Spin Injection and Detection in a Mesoscopic Superconductor at Low Temperatures

TL;DR

This paper provides a theoretical analysis of spin transport in a superconducting wire with ferromagnetic contacts, explaining temperature-independent spin signals at low temperatures through nonequilibrium quasiparticle dynamics.

Contribution

It introduces a set of Boltzmann equations for nonequilibrium quasiparticle distributions and derives an analytical expression for the nonlocal spin signal in superconducting systems.

Findings

Spin signal becomes temperature-independent at low temperatures.

Quasiparticle distribution in ferromagnetic detectors significantly influences the spin signal.
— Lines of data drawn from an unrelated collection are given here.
PR #1933, opened 2020-06-17
docs: fix examples with modules

lfilho:
Running the examples with node 14 (for example) would return undefined errors.

As mentioned in https://github.com/mozilla/web-ext/issues/1927

PR #1934, opened 2020-06-18
fix: improve and test importing web-ext as an ESM module or requiring as a CommonJS module

rpl:
This pull request contains a small set of proposed tweaks to improve a bit (and cover with tests) how web-ext can be used as a library, imported as an ESM module or required as a CommonJS module.

Given that this change what web-ext is going to export when loaded as a module, it would be likely better to be included in a major release (to avoid to break npm packages that may depend on the current exports).  

Other pull requests related to this:
- #1933


rpl:
@Rob--W no need to rush to review this, as I wrote in the description this isn't something that we should include in the upcoming v. 4.3.0 (I added it in the backlog of the next major release, v5.0.0), but I did pushed it so that we can evaluate this approach (and test coverage for this) in the meantime.

index.mjs
```diff
@@ -0,0 +1,13 @@
+// This module provides a nicer ESM module wrapper around the module generated by webpack.
+
+// NOTE: disabled eslint rules:
+// - import/extensions: we need the explicit .js here to force node to look for the .js file instead of
+//   looking for a .mjs file.
+// - import/no-unresolved: the dist/web-ext.js file is likely not build yet when this runs in the CI jobs
```
Rob--W, line 6: "is likely not build yet" -> "has likely not built yet".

Theoretical results align with recent experimental observations.

Abstract

We theoretically study nonequilibrium spin transport in a superconducting wire connected by tunnel junctions to two ferromagnetic metal wires, each of which serves as an injector or detector of spin-polarized electron current. We present a set of Boltzmann equations to determine nonequilibrium quasiparticle distributions in this system, and obtain an analytical expression for the nonlocal spin signal in the case of small injection current. It is shown that the quasiparticle distribution in the ferromagnetic metal for detection strongly affects the magnitude of the spin signal. At low temperatures, since nonequilibrium quasiparticles created by the tunneling from the superconductor dominate thermally excited ones, the spin signal becomes independent of temperature. This explains the convergence of the spin signal with decreasing temperature observed in a recent experiment by Poli \textit{et al}.